Hervé était bien plus qu’un simple éditeur ; il était un visionnaire qui a su anticiper les évolutions du milieu. Ses acquis contribuent à bâtir les fondations d’une édition moderne. Les Éditions de La Martinière, maintenant intégrées dans le groupe Média-Participations, continuent de porter son empreinte. A travers leurs publications, cette maison poursuit sa quête de diversité et son engagement envers les auteurs, se reposant sur les principes que Hervé a défendus.

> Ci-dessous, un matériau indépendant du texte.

PR #346, opened 2022-07-21
Feature/gh 254 Fix creation of SecurableResourceGroupRole on UserGroup endpoint

### LINKED ISSUE #254: SRGR Create by UserGroup endpoint doesnt work
The endpoint ` /api/userGroups/${userGroupId}/securableResourceGroupRoles` does not work as intended, currently throws an exception

```json
{
    "status": 400,
    "reason": "Bad Request",
    "errorCode": "SRGRS01",
    "message": "SecurableResourceGroupRole retrieval for securable resource [UserGroup] with no supporting service",
    "path": "/api/userGroups/07cc0e4f-c356-4e9a-ae32-509fbcd1915f/securableResourceGroupRoles",
    "environment": "DEVELOPMENT",
    "version": "5.1.0-SNAPSHOT"
}
```

aaronforshaw:
Closes #254 

- Make a small fix to the SecurableResourceGroupRoleController and SecurableResourceGroupRoleService to allow the findSecurableResource method to return a null value rather than throw an exception. This fixes the original bug.
- As required by the ticket, also add E2E tests for SecurableResourceGroupRole. As I am not certain what the requirements are, the test expectations are set up to pass given the current implementation in code.
- One problem I did notice is that there seems to be no `/edits`endpoint for SecurableResourceGroupRole. To ensure that the test suite passes I've added a test expectation `hasEditsEndpoint` and used this to skip testing of edits for SecurableResourceGroupRole. If it is required to add an endpoint for retrieving edits then this could be raised as a separate ticket, and the change to test expectations could then be reverted.

### DIFF
--- a/mdm-security/grails-app/controllers/uk/ac/ox/softeng/maurodatamapper/security/role/SecurableResourceGroupRoleController.groovy
+++ b/mdm-security/grails-app/controllers/uk/ac/ox/softeng/maurodatamapper/security/role/SecurableResourceGroupRoleController.groovy
@@ -17,8 +17,8 @@
  */
 package uk.ac.ox.softeng.maurodatamapper.security.role
 
-
 import uk.ac.ox.softeng.maurodatamapper.core.controller.EditLoggingController
+import uk.ac.ox.softeng.maurodatamapper.security.SecurableResource
 import uk.ac.ox.softeng.maurodatamapper.security.UserGroupService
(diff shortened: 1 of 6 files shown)


joe-crawford (approved):
Great, thanks @aaronforshaw.

I think we're fine to leave edits off the SRGRs unless a use case for them comes up.

Tests passing locally.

Un héritage qui perdure dans le monde littéraire
Son engagement pour la littérature et la culture continuera d’inspirer les nouvelles générations d’éditeurs et d’écrivains. Les succès passés, tels que La Terre vue du ciel, témoignent de l’impact qu’un individu peut avoir sur son domaine. Hervé de La Martinière a non seulement contribué à redéfinir les normes de l’édition, mais aussi à promouvoir une vision moderne et accessible de la culture littéraire.
Un modèle pour les futurs éditeurs
En rendant hommage à Hervé de La Martinière, il est essentiel de considérer les valeurs qu’il a défendues tout au long de sa carrière. La passion pour la lecture, le respect pour les auteurs, et l’aspiration à rendre la culture accessible à tous sont autant de principes qui devraient guider tout éditeur. Les défis auxquels il a fait face, notamment les évolutions numériques de l’industrie, doivent également servir d’exemple pour les futurs acteurs de l’édition.
Il est indéniable qu’Hervé de La Martinière a façonné le paysage de l’édition française. Ses initiatives audacieuses ont ouvert des portes pour des talents variés, et son modèle entrepreneurial continuera à inspirer les éditions comme Flammarion, Grasset, Actes Sud, et bien d’autres. En se remémorant sa carrière, on peut tirer des leçons précieuses sur le courage, l’engagement et la vision nécessaires pour réussir dans un environnement en constante évolution.